┌─ THE DATA

PR #15634, opened 2026-08-15
Fix Draw Text Overlay on images with an alpha channel

christian-byrne:

---

## Problem

`TextOverlay` raises on any 4-channel RGBA input:

```
RuntimeError: The size of tensor a (4) must match the size of tensor b (3) at non-singleton dimension 3
```

The overlay is rendered as 3-channel RGB plus a 1-channel alpha, then added straight onto the full input tensor:

```python
result = images * (1.0 - overlay_alpha) + overlay_rgb * overlay_alpha
```

`images` is 4 wide and `overlay_rgb * overlay_alpha` is 3 wide, so the add fails. Reachable from a normal graph, e.g. `LoadImage → JoinImageWithAlpha → TextOverlay`.

## Fix

Composite RGBA input with premultiplied source-over, matching `SRC_OVER` in `porter_duff_composite` (`comfy_extras/nodes_compositing.py:90`), including the same `1e-5` guard when un-premultiplying:

```python
if images.shape[-1] == 4:
    # Source over, premultiplied, as in porter_duff_composite's SRC_OVER.
    rgb, dst_alpha = images[..., :3], images[..., 3:]
    out_alpha = overlay_alpha + (1.0 - overlay_alpha) * dst_alpha
    out_rgb = overlay_rgb * overlay_alpha + (1.0 - overlay_alpha) * rgb * dst_alpha
    out_rgb = torch.where(out_alpha > 1e-5, out_rgb / out_alpha, torch.zeros_like(out_rgb))
    return IO.NodeOutput(torch.cat((torch.clamp(out_rgb, 0, 1), out_alpha), dim=-1))

result = images * (1.0 - overlay_alpha) + overlay_rgb * overlay_alpha
```

This gets two things right that a naive fix does not:

- **Text stays visible on transparent regions.** The glyphs contribute their own coverage, so drawing a caption onto a transparent background produces visible text instead of silently doing nothing.
- **Transparent pixels do not darken glyph edges.** The RGB under a fully transparent pixel is undefined; blending it in at antialiased edges tints them toward that colour. Premultiplying weights it by `dst_alpha`, so it contributes nothing.

The 3-channel line is left exactly as it was, so non-alpha behaviour is bit-identical. That is not a coincidence — source-over reduces to precisely that expression when `dst_alpha = 1`.

## Review note

The first version of this used `torch.maximum(dst_alpha, overlay_alpha)`. Review correctly flagged that as not being source-over: for a destination at α 0.5 under a glyph edge at α 0.5 it returns 0.5 where the correct answer is 0.75, and it left the transparent-RGB bleed in place. Both defects now have dedicated regression tests that fail against that earlier version.

## Related

Part of CORE-393, the crash counterpart to the silent-corruption issue CORE-392. Found while fixing the same class of bug in `ImageInvert` ([PR #15622](https://github.com/Comfy-Org/ComfyUI/pull/15622) / [#5610](https://github.com/Comfy-Org/ComfyUI/issues/5610)). Siblings: [#15625](https://github.com/Comfy-Org/ComfyUI/pull/15625) `ImageBlend`, [#15626](https://github.com/Comfy-Org/ComfyUI/pull/15626) `ImageAddNoise`, [#15629](https://github.com/Comfy-Org/ComfyUI/pull/15629) colour adjustment nodes, [#15630](https://github.com/Comfy-Org/ComfyUI/pull/15630) `ImageQuantize`, [#15631](https://github.com/Comfy-Org/ComfyUI/pull/15631) `Canny`, [#15632](https://github.com/Comfy-Org/ComfyUI/pull/15632) RGB/YUV.

There is no matching GitHub issue for this one — it is tracked internally as CORE-393 — so this PR intentionally carries no `Closes #` line rather than referencing an unrelated number.

## Tests

`tests-unit/comfy_extras_test/text_overlay_alpha_test.py`: RGB still draws text, RGBA no longer raises, colour result matches the RGB case, opaque stays opaque, output alpha equals the source-over formula exactly, a semi-transparent destination gains coverage, a transparent background does not darken the text, untouched pixels keep their alpha, empty text passes through, and the input is not mutated.

The RGBA tests raise `RuntimeError` on master.

```
$ pytest tests-unit/comfy_extras_test/text_overlay_alpha_test.py
11 passed

$ pytest tests-unit/
1255 passed, 10 skipped

$ ruff check .
All checks passed!
```


alexisrolland (approved):
Tested and this works as described.

Before:

Image

After:

Image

└─

◆ TASK REQUIREMENTS:
Begin at the top of the records above and quote each line exactly, ending with the line that contains "- **Transparent pixels".

◆ ANSWER TO THE EXERCISE:
PR #15634, opened 2026-08-15
Fix Draw Text Overlay on images with an alpha channel

christian-byrne:

---

## Problem

`TextOverlay` raises on any 4-channel RGBA input:

```
RuntimeError: The size of tensor a (4) must match the size of tensor b (3) at non-singleton dimension 3
```

The overlay is rendered as 3-channel RGB plus a 1-channel alpha, then added straight onto the full input tensor:

```python
result = images * (1.0 - overlay_alpha) + overlay_rgb * overlay_alpha
```

`images` is 4 wide and `overlay_rgb * overlay_alpha` is 3 wide, so the add fails. Reachable from a normal graph, e.g. `LoadImage → JoinImageWithAlpha → TextOverlay`.

## Fix

Composite RGBA input with premultiplied source-over, matching `SRC_OVER` in `porter_duff_composite` (`comfy_extras/nodes_compositing.py:90`), including the same `1e-5` guard when un-premultiplying:

```python
if images.shape[-1] == 4:
    # Source over, premultiplied, as in porter_duff_composite's SRC_OVER.
    rgb, dst_alpha = images[..., :3], images[..., 3:]
    out_alpha = overlay_alpha + (1.0 - overlay_alpha) * dst_alpha
    out_rgb = overlay_rgb * overlay_alpha + (1.0 - overlay_alpha) * rgb * dst_alpha
    out_rgb = torch.where(out_alpha > 1e-5, out_rgb / out_alpha, torch.zeros_like(out_rgb))
    return IO.NodeOutput(torch.cat((torch.clamp(out_rgb, 0, 1), out_alpha), dim=-1))

result = images * (1.0 - overlay_alpha) + overlay_rgb * overlay_alpha
```

This gets two things right that a naive fix does not:

- **Text stays visible on transparent regions.** The glyphs contribute their own coverage, so drawing a caption onto a transparent background produces visible text instead of silently doing nothing.
- **Transparent pixels do not darken glyph edges.** The RGB under a fully transparent pixel is undefined; blending it in at antialiased edges tints them toward that colour. Premultiplying weights it by `dst_alpha`, so it contributes nothing.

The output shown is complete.